Sometimes an article just speaks to you. Could be the photo or just the right topic at the right time, usually for me it’s something I can personally relate to.

Today’s WSJ had a feature called “They Can’t Even: A Generation Avoids Facing Its Finances

A lifelong financial planner at heart of course I was immediately intrigued. Avoidance is the quickest path to Ignorance when it comes to dollars and cents. Ya heard it here first.

The article mentions a college student, faced with pandemic lockdown, ordering DoorDash like mad (fella gotta eat, right?) and somewhere along the way he developed a fondness for Crocs and ended up with 15 pairs.

(At this point I am trying to envision a reason I would wear Crocs. Beach? Pool? Give up my Sperry’s? Don’t see it happening. But I am open minded.)

He goes on to admit, this was part of the college “experience” and his “budgeting was very loose”. “Sometimes I’d forget about the bills”.

Not going to judge here because I didn’t face a global pandemic that would ultimately kill 6M+ people while I was in college. Hey at least he had a wi-fi connection, I had a Bell South Mobility “bag phone” and a 32″ RCA tube TV (more on that in a sec).

Here is the excerpt from the article that really resonated:

He dipped into his savings to cover rent and utilities. Mr. —- eventually received a call from his father, who had checked his credit-card account and saw he had used 90% of his $500 limit. After that he changed his ways. 

Dad steps in after he maxes his $500 card. “Son what the hell are you doing?” “Crocs? What is a CROC? I’ll tell you what’s a CROC is the fact you have maxed out your card on rubber shoes with holes!” (My interpretation of how this conversation went but I bet I am close).


Let’s rewind to January 1996.

I was a college student myself, gainfully employed as an engineering intern and filling up my Chevy Blazer at my local BP station. I see an application for a BP “gas card”. That would be nice…I told myself…to be able to fill up when I needed and pay it off later so I grabbed a damp leaflet from beneath the plastic cover, returned to the apartment and filled it out. Let’s see what happens.

Two weeks later, one week ahead of Super Bowl Sunday, a crisp white stiff envelope arrived in the mail with not only a BP gas card, but a BP “Visa” Card! They one upped me! So you mean I can use this for anything, anywhere? Up to $2000?

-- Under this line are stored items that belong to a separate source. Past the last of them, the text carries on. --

PR #933, opened 2020-12-08
Remove support for redirecting after sign in

benthorner:
https://trello.com/c/sgJIkObA/662-authenticate-before-unsubscribing-from-digest-emails

This isn't tested, and isn't used in practice: we always take the
user to their list of subscriptions.

### DIFF
--- a/app/controllers/subscriber_authentication_controller.rb
+++ b/app/controllers/subscriber_authentication_controller.rb
@@ -28,8 +28,7 @@ class SubscriberAuthenticationController < ApplicationController
     end
 
     authenticate_subscriber(token.data[:subscriber_id])
-    destination = safe_redirect_destination || list_subscriptions_path
-    redirect_to destination
+    redirect_to list_subscriptions_path
   end
 
 private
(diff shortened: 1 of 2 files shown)


kevindew (commented):
This seems good to me, nice removal, I don't have enough context to know whether it's not used at all though.

If I remember correctly the token is created in Email Alert API and is in this code: https://github.com/alphagov/email-alert-api/blob/528595124b00c199021e5693d81cb700d71a5a07/app/controllers/subscribers_auth_token_controller.rb#L20 so I'd have thought we'd have to remove the functionality there first.

benthorner:
> This seems good to me, nice removal, I don't have enough context to know whether it's not used at all though.

Sure, I almost forgot to do the other half of the removal, which should provide the rest of the context: https://github.com/alphagov/email-alert-api/pull/1502. In its commit, I've linked to evidence that it was only speculative.

In summary: it's never actually been used, so nothing depends on it being sent or received i.e. we can merge this PR and the one I linked to above in any order.

kevindew (approved):

PR #934, opened 2020-12-08
Require some kind of authentication to unsubscribe

benthorner:
https://trello.com/c/sgJIkObA/662-authenticate-before-unsubscribing-from-digest-emails

Please see the commits for more details. Note that the approach
changes in the final commit, as I realised the original way had
a flaw in it. Hopefully the story is easy to follow, but I can
try to rewrite the branch if not.

### DIFF
--- a/app/controllers/unsubscriptions_controller.rb
+++ b/app/controllers/unsubscriptions_controller.rb
@@ -49,11 +49,11 @@ private
   end
 
   def check_owns_subscription
-    return if authenticated? &&
-      @subscription.dig("subscriber", "id") == authenticated_subscriber_id
+    expected_id = @subscription.dig("subscriber", "id")
+    return if authenticated? && expected_id == authenticated_subscriber_id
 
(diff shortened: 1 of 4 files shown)


kevindew (approved):
This looks good to me. It doesn't seem too much of a pain if users caught in the transition have to sign in.

It did take me a little while to understand how check_owns_subscription worked by the way. I didn't really clock at first that the first couple of lines were users authorised via authentication and the second couple were authorised via token.

benthorner:
Thanks again @kevindew 🏅. I've added another commit with a couple of comments in the `check_owns_subscription` method, to try and clarify what it does. Do you have any alternative suggestions?

benthorner:
Tested and works on Integration ✅.

kevindew:
> Thanks again @kevindew 🏅. I've added another commit with a couple of comments in the `check_owns_subscription` method, to try and clarify what it does. Do you have any alternative suggestions?

Looks good, thanks 👍

PR #942, opened 2020-12-11
Record the origin of new content item-based lists

benthorner:
https://trello.com/c/3H67DU88/456-epic-record-the-origin-of-all-subscriber-lists-on-govuk

The URL property of subscriber lists was introduced to support the
Brexit Checker [1], but the functionality applies to all lists. We
think that recording these URLs will in future help us to determine
which lists are still "alive", by checking they refer to a live URL
on GOV.UK. This takes a step in that direction.

[1]: https://github.com/alphagov/finder-frontend/blob/2b565b6ccb6449d329dba00bb39d4d629a42c81a/app/controllers/brexit_checker_controller.rb#L189

### DIFF
--- a/app/services/generate_subscriber_list_params_service.rb
+++ b/app/services/generate_subscriber_list_params_service.rb
@@ -7,6 +7,7 @@ class GenerateSubscriberListParamsService < ApplicationService
     {
       "title" => content_item["title"],
       "links" => link_hash,
+      "url" => content_item["base_path"],
     }
   end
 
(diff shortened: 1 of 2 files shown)


kevindew (approved):
Looks good. 

Do I understand correct that this sign-up approach cannot be used for those that have a query string, for example: https://www.gov.uk/search/news-and-communications/email-signup?level_one_taxon=a544d48b-1e9e-47fb-b427-7a987c658c14&order=updated-newest and therefore we can be confident that for these the base_path truly represents the subscription and not just a parent that can be refined?

benthorner:
> Do I understand correct that this sign-up approach cannot be used for those that have a query string

Yes, that's [right](https://github.com/alphagov/email-alert-frontend/blob/34757972582f0c44a77386e87f9a0801d572c5dc/app/controllers/content_item_signups_controller.rb#L46). I might have a look at enabling this for new finder lists too.

benthorner:
Tested and works on Integration ✅.

PR #944, opened 2020-12-15
Replace list description with hard-coded text

benthorner:
https://trello.com/c/gbYVX8lK/690-send-users-a-link-to-their-results-as-part-of-subscribing-to-the-checker

Previously we relied on the list description being a markdown URL
for Brexit Checker results. However, we want to move away from a
freeform description in the API because:

- It's only used for Brexit Checker lists.
- It's freeform, so we can't track the links (in emails).
- The description is repetitive and inaccurate (really a URL).

This replaces the description with the same text, but hard-coded,
which makes it easier to replace, clearer in purpose, and (thus)
 easier to target for deletion in the future.

## Design (unchanged)

Screenshot 2020-12-15 at 14 41 26

### DIFF
--- a/app/views/subscriptions_management/index.html.erb
+++ b/app/views/subscriptions_management/index.html.erb
@@ -37,10 +37,12 @@
         <p class='govuk-body'>
           <%= subscription['created_at'].to_datetime.strftime("Created on %-d %B %Y at %-I:%M%P") %>
         </p>
-        <% if subscription['subscriber_list']['description'].present? %>
-          <%= render "govuk_publishing_components/components/govspeak", {} do %>
-            <%= raw(Kramdown::Document.new(subscription['subscriber_list']['description']).to_html) %>
-          <% end %>
+        <% if subscription['subscriber_list']['url'] =~ %r{transition-check/results} %>
+          <p class="govuk-body">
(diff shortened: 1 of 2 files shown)


app/views/subscriptions_management/index.html.erb
```diff
@@ -37,10 +37,12 @@
         <p class='govuk-body'>
           <%= subscription['created_at'].to_datetime.strftime("Created on %-d %B %Y at %-I:%M%P") %>
         </p>
-        <% if subscription['subscriber_list']['description'].present? %>
-          <%= render "govuk_publishing_components/components/govspeak", {} do %>
-            <%= raw(Kramdown::Document.new(subscription['subscriber_list']['description']).to_html) %>
-          <% end %>
+        <% if subscription['subscriber_list']['url'] =~ %r{transition-check/results} %>
```
hannako, line 40: Oh that's nice! TIL

hannako (approved):
👍

app/views/subscriptions_management/index.html.erb
benthorner: I'll assume you're talking about the groovy `%r` syntax, and not the overall hack 😄.

hannako: You assume correctly!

My roommate and I jumped in the Blazer and headed to our local Circuit City. I was soon the proud new owner of a 32″ RCA TV, biggest thing we had ever seen. We called everyone we knew to watch the super bowl on that beast.

I think it cost me $450? Who cares, I still had $1,550 left to spend, and spend it I did.

Later that same year in March, I passed a table on campus for a company called “Citibank” which offered “Student Visa’s” and of course, I applied! Here comes another white stiff envelope and another $2000 to spend! A third card would follow with my company’s logo, which at the time I was proud to display.

Spend I did.


I became very good at creating Excel Spreadsheets to track my debt. How much I needed to pay. How much I could afford to pay. How many months it would take me to pay it off. Nice multi-color bar graphs.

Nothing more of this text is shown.